Art Bites: How ‘Avant Garde’ Became an Art Term

The term “avant-garde” describes movements, artists, and artworks that challenge the status quo. Often seen as merely provocative and controversial in their day, they retrospectively come to be understood as revolutionary—cornerstones in the development of art as we know it. The term is borrowed from French, where it originally referred to the vanguard of an army, a reconnaissance party that scouts what lies ahead. How, then, did a military metaphor become applicable to art?

The term’s initial use in the arts is credited to the 19th-century theorist Henri de Saint-Simon, a forefather of Utopian Socialism. He wrote, “We artists will serve you as an avant-garde, the power of the arts is most immediate: when we want to spread new ideas we inscribe them on marble or canvas. What a magnificent destiny for the arts is that of exercising a positive power over society.”

In his view, scientists, industrialists, and artists were at the cutting edge, ushering in new eras of thought and culture.

For an artist, to be avant-garde, then, is to embody both aesthetic and social progressiveness.
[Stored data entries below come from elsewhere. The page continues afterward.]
PR #322, opened 2023-12-05
build: bump rust toolchain to 1.74.0

CBenoit:


CBenoit:
FYI @pacmancoder @ibeckermayer
After this PR, for `cargo xtask ci` to continue to work, you may need to run bootstrap the dev environment again:
```shell
$ cargo xtask clean
$ cargo xtask bootstrap
```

This can certainly be said of Gustave Courbet, who led the subversive movement of Realism after the French Revolution of 1848. He believed that radical artists had to exist at odds with the ruling class, both ideologically and through their artistic practice. Realism rejected the notion of exotic, vaulted subject matter in art, seeking instead to depict quotidian scenes and ordinary people with veracity. In Courbet’s world, there was no room for romantic ideals and emotions. Rather, the focus shifted to the naked truth, including the ignobility of life that came after the Industrial Revolution.

Other avant-garde artistic movements equally pushed social agendas, such as the antimilitarist and antinationalist manifestos of André Breton’s Surrealism after World War I, expressed through art that captured the subconscious and the dreamlike. Italian poet Filippo Tommaso Marinetti’s Futurism sought to capture the energy and dynamism of the new world through art, pledging to “free Italy from her innumerable museums which cover her like countless cemeteries.” His manifesto celebrated the beauty of speed, proclaiming that a race car was more beautiful than any ancient statue collecting dust.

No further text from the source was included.